Power (Watts, milliWatts, etc.) is given by:

$$P = IV \\$$

where $I$ is current in (milli)Amps, $V$ is voltage in Volts, and $P$ is power in (milli)Watts, respectively. Energy (Watt-hours, milliWatt-hours, etc.) is given by:

$$E = P\Delta t \\$$

(assuming constant power output), where $E$ is energy in (milli)Watt-hours and $t$ is time in hours. Finally, electric charge is given by:

$$Q = I \Delta t \\$$

where $Q$ is current charge in (milli)Amp-hours and $I$ and $t$ are as defined before.

So, if you have an application where you want 9.8 kW to run for an hour, then ideally you would want an available energy reserve of:

$$E = P\Delta t \\ E = (9.8\mbox{kW})(1\mbox{hr}) \\ \boxed{E = 9.8 \mbox{kWh}} \\$$

As you've hinted at, batteries aren't rated in Watt-hours; they're generally rated in Amp-hours. There's an easy conversion, though - substitute the equation for power!

$$E = P\Delta t \\$$

You would use:

$$E = (IV) \Delta t \\$$

which you can rearrange for the battery's current charge:

$$E = V(I \Delta t) \\ E = VQ \\ \boxed{Q = \frac{E}{V}} \\$$

Now you know the energy reserve you'd like to have: 9.8 kWh, and you know the voltage you're going to operate at: 51.8 V, so plug those in and get the answer:

$$Q = \frac{9.8 \mbox{kWh}}{51.8\mbox{V}} \\ \boxed{Q = 0.189 \mbox{kAh}} \\$$

Note the units because they're important. If you use energy as kiloWatt-hours, then the output is kiloAmp-hours. Multiply by 1,000 to get to Amp-hours:

$$\boxed{Q = 189 \mbox{Ah}} \\$$

I'll make an important note now about an aspect of this problem that you didn't ask. I mentioned available energy reserves because you generally can't get all of the charge from a battery without physically damaging the battery. Allowable depths of discharge vary by battery style and chemistry, so a deep-cycle lead-acid battery might allow you to get down to 10-20% of full charge without damage, but a lithium ion battery might only let you get to 40% of full charge without damage.

Generally speaking, a quality battery manufacturer should provide a plot of expected battery life in charge/discharge cycles versus depth of discharge. It's up to you, the engineer, to choose what tradeoffs are allowable.

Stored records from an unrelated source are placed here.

PR #1259, opened 2025-09-10
OIDC: use info in id_token if not in response

lldelisle:
Dear developpers,
When using the OpenIdConnectAuth class with a ADFS IdP I got an issue because the email and `USERNAME_KEY` was not part of the response but part of the id_token.
The changes I made propose to use the info from the id_token if the key is not present in the response.
I don't know if this makes sense or if this should be a new Class.

I don't know how to make a test for this.

### DIFF
--- a/social_core/backends/open_id_connect.py
+++ b/social_core/backends/open_id_connect.py
@@ -337,6 +337,10 @@ class OpenIdConnectAuth(BaseOAuth2):
 
     def get_user_details(self, response):
         username_key = self.setting("USERNAME_KEY", self.USERNAME_KEY)
+        # populate response with id_token if needed
+        for key in [username_key, "email", "name", "given_name", "family_name"]:
+            if response.get(key) is None and self.id_token is not None:
+                response[key] = self.id_token.get(key)
         return {
             "username": response.get(username_key),
             "email": response.get("email"),
--- a/social_core/backends/open_id_connect.py
+++ b/social_core/backends/open_id_connect.py
@@ -337,7 +337,6 @@ class OpenIdConnectAuth(BaseOAuth2):
 
     def get_user_details(self, response):
         username_key = self.setting("USERNAME_KEY", self.USERNAME_KEY)
-        # populate response with id_token if needed
         user_details = {}
         for key in [username_key, "email", "name", "given_name", "family_name"]:
             if key in response:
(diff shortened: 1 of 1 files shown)


social_core/backends/open_id_connect.py
```diff
@@ -337,6 +337,10 @@ def user_data(self, access_token, *args, **kwargs):
 
     def get_user_details(self, response):
         username_key = self.setting("USERNAME_KEY", self.USERNAME_KEY)
+        # populate response with id_token if needed
+        for key in [username_key, "email", "name", "given_name", "family_name"]:
+            if response.get(key) is None and self.id_token is not None:
+                response[key] = self.id_token.get(key)
```
nijel: I'm not sure if changing the response here will not have undesired side effects. Maybe it would be better to directly build the result dict here.

lldelisle: Good catch, I changed it.

social_core/backends/open_id_connect.py
```diff
@@ -337,12 +337,19 @@ def user_data(self, access_token, *args, **kwargs):
 
     def get_user_details(self, response):
         username_key = self.setting("USERNAME_KEY", self.USERNAME_KEY)
+        # populate response with id_token if needed
```
nijel:
```suggestion
```

social_core/backends/open_id_connect.py
```diff
@@ -337,12 +337,19 @@ def user_data(self, access_token, *args, **kwargs):
...
-            "email": response.get("email"),
-            "fullname": response.get("name"),
-            "first_name": response.get("given_name"),
-            "last_name": response.get("family_name"),
+            "username": user_details.get(username_key),
+            "email": user_details.get("email"),
+            "fullname": user_details.get("name"),
+            "first_name": user_details.get("given_name"),
+            "last_name": user_details.get("family_name"),
         }
```
nijel: Wouldn't just `return user_details` work the same? It has all the keys now.

lldelisle: Not exactly, for example the key of user_details is `username_key` instead of `"username"`. Also if one key is not present neither in the response nor in the id_token, it will not be present in `user_details`.

nijel: Ah, I didn't notice this originally. Anyway not using intermediate dict would make it more readable. How about:

```py
    username_key = self.setting("USERNAME_KEY", self.USERNAME_KEY)
    def get_value(key):
        if key in response:
            return response.get(key)
        elif self.id_token is not None:
            return self.id_token.get(key)
        return None

    return {
        "username": get_value(username_key),
        "email": get_value("email"),
        "fullname": get_value("name"),
        "first_name": get_value("given_name"),
        "last_name": get_value("family_name"),
    }
```

lldelisle: Very nice suggestion. I introduced it.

For example, you might choose to use a deep discharge (down to 5-10% of full charge) and knowingly damage the battery in exchange for longer operation between charges and/or a lower pack weight - this might be the case for a robotics competition.

Or, you could use a small discharge (only down to 80% of full charge) because it is acceptable to have a large battery bank - this might be the case for a solar power installation.

Whatever the case, you should recognize that your available charge is some percentage of the rated battery charge:

$$Q_{\mbox{available}} = \eta Q_{\mbox{rated}} \\ \boxed{Q_{\mbox{rated}} = \frac{Q_{\mbox{available}}}{\eta}} \\$$

So, if you know that you want to discharge down to 40% of full charge, then you are saying that you want to use 60% of the full charge of the battery. If you know how much charge you would like to have, then you can calculate that you need a battery rated to:

$$Q_{\mbox{rated}} = \frac{ Q_{\mbox{available}} } {0.6} \\ \boxed{Q_{\mbox{rated}} = (1.67) Q_{\mbox{available}}} \\$$

You need a battery rated to 67% more (or higher) than what you calculated you need to ensure you only ever discharge to 40%.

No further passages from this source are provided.